Write out all of the entries, matching the original exactly.
[Raw data Boundary: Start]
PR #1727, opened 2022-03-14
No Minimum Fee Required for Liquidity Owners

nlordell:
This PR modifies the `MinFeeCalculator` to be aware of of liquidity order owners and require 0 minimum fees.

The rationale is that they already pay very small fees, so there is no reason not to make them 0. This is especially true considering we want to allow PMMs to place partially fillable orders, where they can pretty much achieve 0-fees by placing larger orders such that the executed fee is very tiny (and effectively pretty much 0).

One concern we had about this was that PMMs could use 0-fee orders for wash trading. However, I don't think this is a legitimate concern since solvers already don't settle PMM orders unless it facilitates a user trade and improves over a similar settlement with an AMM. Thus, 0-fee PMM orders would not be very effective for wash trading.

I had implemented this by extending the `MinFeeCalculator` type. It could have been implemented by wrapping it instead with something like:
```rust
struct LiquidityOrderOwnerAwareMinFeeCalculator {
    inner: Arc<dyn MinFeeCalculating>,
    liquidity_order_owners: HashSet<H160>,
}
```

But it felt a bit overkill for the small additional condition this change added. WDYT?

### Test Plan

Added a unit test verifying that PMMs indeed pay no fees.

Additionally, I ran a local orderbook and solver on Rinkeby and placed a user order with a counter PMM order: <https://rinkeby.etherscan.io/tx/0xd37d653712d05d33506095331cf2d4cab9aa3dcd159bcc0ee26f7bc2b75dfb37>. Unfortunately, [Tenderly isn't printing a very helpful call trace](https://dashboard.tenderly.co/gp-v2/staging/tx/rinkeby/0xd37d653712d05d33506095331cf2d4cab9aa3dcd159bcc0ee26f7bc2b75dfb37/debugger?trace=0.1), but it does at least indicate that its hitting the `partiallyFillable` order path:

image

<details><summary>Additionally, I was able to query my local orderbook for the PMM order and see it was only partially filled:</summary>

```
% curl -s 'http://localhost:8080/api/v1/orders/0x8D0F6FD101C12B7032F4D7F00C95D147F5C79F1C83B24FC4DA54C9AD4C1EFB743A2C5D8F209F12BDCD84A46D6EEB136CBB0CCB9C80000000' | jq
{
  "creationDate": "2022-03-14T22:09:35.167076Z",
  "owner": "0x3a2c5d8f209f12bdcd84a46d6eeb136cbb0ccb9c",
  "uid": "0x8d0f6fd101c12b7032f4d7f00c95d147f5c79f1c83b24fc4da54c9ad4c1efb743a2c5d8f209f12bdcd84a46d6eeb136cbb0ccb9c80000000",
  "availableBalance": "7666960556003232805048",
  "executedBuyAmount": "999779582997575397",
  "executedSellAmount": "1333039443996767194952",
  "executedSellAmountBeforeFees": "1333039443996767194952",
  "executedFeeAmount": "0",
  "invalidated": false,
  "status": "open",
  "settlementContract": "0x9008d19f58aabd9ed0d60971565aa8510560ab41",
  "fullFeeAmount": "0",
  "sellToken": "0xa7d1c04faf998f9161fc9f800a99a809b84cfc9d",
  "buyToken": "0xc778417e063141139fce010982780140aa0cd5ab",
  "sellAmount": "2400000000000000000000",
  "buyAmount": "1800000000000000000",
  "validTo": 2147483648,
  "feeAmount": "0",
  "kind": "sell",
  "partiallyFillable": true,
  "signingScheme": "eip712",
  "signature": "0xbbfe981aa66900a36d7f13d2407c0b0062ae0bf5913c89b7803f4d4bb488ed2f236abd920c023608670ded935890ceadad307a43d12315396d4a2f9ee43de90f1c",
  "sellTokenBalance": "erc20",
  "buyTokenBalance": "erc20"
}
```

</details>

### Release notes

PMM addresses should now be configured as liquidity order owners instead of using custom app IDs.

### DIFF
--- a/crates/orderbook/src/fee.rs
+++ b/crates/orderbook/src/fee.rs
@@ -109,6 +109,12 @@ impl Default for FeeParameters {
         Self {
             gas_amount: 0.,
             gas_price: 0.,
+            // We can't use `derive(Default)` because then this field would have
+            // a value of `0.` and it is used in division. The actual value we
+            // use here doesn't really matter as long as its non-zero (since the
+            // resulting amount in native token or sell token will be 0
+            // regardless), but the multiplicative identity seemed like a
+            // natural default value to use.
             sell_token_price: 1.,
         }
     }
--- a/crates/orderbook/src/fee.rs
+++ b/crates/orderbook/src/fee.rs
@@ -11,7 +11,7 @@ use shared::{
     price_estimation::{native::NativePriceEstimating, single_estimate},
 };
 use std::{
-    collections::HashMap,
+    collections::{HashMap, HashSet},
     sync::{Arc, Mutex},
 };
 
@@ -84,6 +84,7 @@ pub struct MinFeeCalculator {
     fee_subsidy: FeeSubsidyConfiguration,
     native_price_estimator: Arc<dyn NativePriceEstimating>,
     cow_subsidy: Arc<dyn CowSubsidy>,
+    liquidity_order_owners: HashSet<H160>,
 }
 
 #[derive(Debug, Default, Clone, Copy, Eq, PartialEq)]
@@ -96,11 +97,21 @@ pub struct FeeData {
 }
 
 /// Everything required to compute the fee amount in sell token
-#[derive(Debug, Default, Clone, Copy, PartialEq)]
+#[derive(Debug, Clone, Copy, PartialEq)]
 pub struct FeeParameters {
     pub gas_amount: f64,
     pub gas_price: f64,
     pub sell_token_price: f64,
+}
+
+impl Default for FeeParameters {
+    fn default() -> Self {
+        Self {
+            gas_amount: 0.,
+            gas_price: 0.,
+            sell_token_price: 1.,
+        }
+    }
 }
 
 // We want the conversion from f64 to U256 to use ceil because:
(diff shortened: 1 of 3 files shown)


vkgnosis (approved):
Argument for allowing 0 fees makes sense to me.

crates/orderbook/src/fee.rs
```diff
@@ -96,13 +97,23 @@ pub struct FeeData {
...
     pub gas_price: f64,
     pub sell_token_price: f64,
 }
 
+impl Default for FeeParameters {
+    fn default() -> Self {
+        Self {
+            gas_amount: 0.,
+            gas_price: 0.,
+            sell_token_price: 1.,
```
MartinquaXD, line 112: Just to make sure I understand the change around `Default` right:
When we have to return a `FeeParameter` for a partially fillable order it doesn't really matter which exact `sell_token_price` gets used because we also specify a fee amount of `0`. As long as `sell_token_price` is not `0` (to avoid division by 0), we are fine?
If that's not the case I'm not sure how you arrived at `1.0` for the price.

nlordell: This is correct. I just thought that the multiplicative identity made sense for the price. I will add a comment.

MartinquaXD (approved):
[Raw data Boundary: End]
## Response to the exercise
PR #1727, opened 2022-03-14
No Minimum Fee Required for Liquidity Owners

nlordell:
This PR modifies the `MinFeeCalculator` to be aware of of liquidity order owners and require 0 minimum fees.

The rationale is that they already pay very small fees, so there is no reason not to make them 0. This is especially true considering we want to allow PMMs to place partially fillable orders, where they can pretty much achieve 0-fees by placing larger orders such that the executed fee is very tiny (and effectively pretty much 0).

One concern we had about this was that PMMs could use 0-fee orders for wash trading. However, I don't think this is a legitimate concern since solvers already don't settle PMM orders unless it facilitates a user trade and improves over a similar settlement with an AMM. Thus, 0-fee PMM orders would not be very effective for wash trading.

I had implemented this by extending the `MinFeeCalculator` type. It could have been implemented by wrapping it instead with something like:
```rust
struct LiquidityOrderOwnerAwareMinFeeCalculator {
    inner: Arc<dyn MinFeeCalculating>,
    liquidity_order_owners: HashSet<H160>,
}
```

But it felt a bit overkill for the small additional condition this change added. WDYT?

### Test Plan

Added a unit test verifying that PMMs indeed pay no fees.

Additionally, I ran a local orderbook and solver on Rinkeby and placed a user order with a counter PMM order: <https://rinkeby.etherscan.io/tx/0xd37d653712d05d33506095331cf2d4cab9aa3dcd159bcc0ee26f7bc2b75dfb37>. Unfortunately, [Tenderly isn't printing a very helpful call trace](https://dashboard.tenderly.co/gp-v2/staging/tx/rinkeby/0xd37d653712d05d33506095331cf2d4cab9aa3dcd159bcc0ee26f7bc2b75dfb37/debugger?trace=0.1), but it does at least indicate that its hitting the `partiallyFillable` order path:

image

<details><summary>Additionally, I was able to query my local orderbook for the PMM order and see it was only partially filled:</summary>

```
% curl -s 'http://localhost:8080/api/v1/orders/0x8D0F6FD101C12B7032F4D7F00C95D147F5C79F1C83B24FC4DA54C9AD4C1EFB743A2C5D8F209F12BDCD84A46D6EEB136CBB0CCB9C80000000' | jq
{
  "creationDate": "2022-03-14T22:09:35.167076Z",
  "owner": "0x3a2c5d8f209f12bdcd84a46d6eeb136cbb0ccb9c",
  "uid": "0x8d0f6fd101c12b7032f4d7f00c95d147f5c79f1c83b24fc4da54c9ad4c1efb743a2c5d8f209f12bdcd84a46d6eeb136cbb0ccb9c80000000",
  "availableBalance": "7666960556003232805048",
  "executedBuyAmount": "999779582997575397",
  "executedSellAmount": "1333039443996767194952",
  "executedSellAmountBeforeFees": "1333039443996767194952",
  "executedFeeAmount": "0",
  "invalidated": false,
  "status": "open",
  "settlementContract": "0x9008d19f58aabd9ed0d60971565aa8510560ab41",
  "fullFeeAmount": "0",
  "sellToken": "0xa7d1c04faf998f9161fc9f800a99a809b84cfc9d",
  "buyToken": "0xc778417e063141139fce010982780140aa0cd5ab",
  "sellAmount": "2400000000000000000000",
  "buyAmount": "1800000000000000000",
  "validTo": 2147483648,
  "feeAmount": "0",
  "kind": "sell",
  "partiallyFillable": true,
  "signingScheme": "eip712",
  "signature": "0xbbfe981aa66900a36d7f13d2407c0b0062ae0bf5913c89b7803f4d4bb488ed2f236abd920c023608670ded935890ceadad307a43d12315396d4a2f9ee43de90f1c",
  "sellTokenBalance": "erc20",
  "buyTokenBalance": "erc20"
}
```

</details>

### Release notes

PMM addresses should now be configured as liquidity order owners instead of using custom app IDs.

### DIFF
--- a/crates/orderbook/src/fee.rs
+++ b/crates/orderbook/src/fee.rs
@@ -109,6 +109,12 @@ impl Default for FeeParameters {
         Self {
             gas_amount: 0.,
             gas_price: 0.,
+            // We can't use `derive(Default)` because then this field would have
+            // a value of `0.` and it is used in division. The actual value we
+            // use here doesn't really matter as long as its non-zero (since the
+            // resulting amount in native token or sell token will be 0
+            // regardless), but the multiplicative identity seemed like a
+            // natural default value to use.
             sell_token_price: 1.,
         }
     }
--- a/crates/orderbook/src/fee.rs
+++ b/crates/orderbook/src/fee.rs
@@ -11,7 +11,7 @@ use shared::{
     price_estimation::{native::NativePriceEstimating, single_estimate},
 };
 use std::{
-    collections::HashMap,
+    collections::{HashMap, HashSet},
     sync::{Arc, Mutex},
 };
 
@@ -84,6 +84,7 @@ pub struct MinFeeCalculator {
     fee_subsidy: FeeSubsidyConfiguration,
     native_price_estimator: Arc<dyn NativePriceEstimating>,
     cow_subsidy: Arc<dyn CowSubsidy>,
+    liquidity_order_owners: HashSet<H160>,
 }
 
 #[derive(Debug, Default, Clone, Copy, Eq, PartialEq)]
@@ -96,11 +97,21 @@ pub struct FeeData {
 }
 
 /// Everything required to compute the fee amount in sell token
-#[derive(Debug, Default, Clone, Copy, PartialEq)]
+#[derive(Debug, Clone, Copy, PartialEq)]
 pub struct FeeParameters {
     pub gas_amount: f64,
     pub gas_price: f64,
     pub sell_token_price: f64,
+}
+
+impl Default for FeeParameters {
+    fn default() -> Self {
+        Self {
+            gas_amount: 0.,
+            gas_price: 0.,
+            sell_token_price: 1.,
+        }
+    }
 }
 
 // We want the conversion from f64 to U256 to use ceil because:
(diff shortened: 1 of 3 files shown)


vkgnosis (approved):
Argument for allowing 0 fees makes sense to me.

crates/orderbook/src/fee.rs
```diff
@@ -96,13 +97,23 @@ pub struct FeeData {
...
     pub gas_price: f64,
     pub sell_token_price: f64,
 }
 
+impl Default for FeeParameters {
+    fn default() -> Self {
+        Self {
+            gas_amount: 0.,
+            gas_price: 0.,
+            sell_token_price: 1.,
```
MartinquaXD, line 112: Just to make sure I understand the change around `Default` right:
When we have to return a `FeeParameter` for a partially fillable order it doesn't really matter which exact `sell_token_price` gets used because we also specify a fee amount of `0`. As long as `sell_token_price` is not `0` (to avoid division by 0), we are fine?
If that's not the case I'm not sure how you arrived at `1.0` for the price.

nlordell: This is correct. I just thought that the multiplicative identity made sense for the price. I will add a comment.

MartinquaXD (approved):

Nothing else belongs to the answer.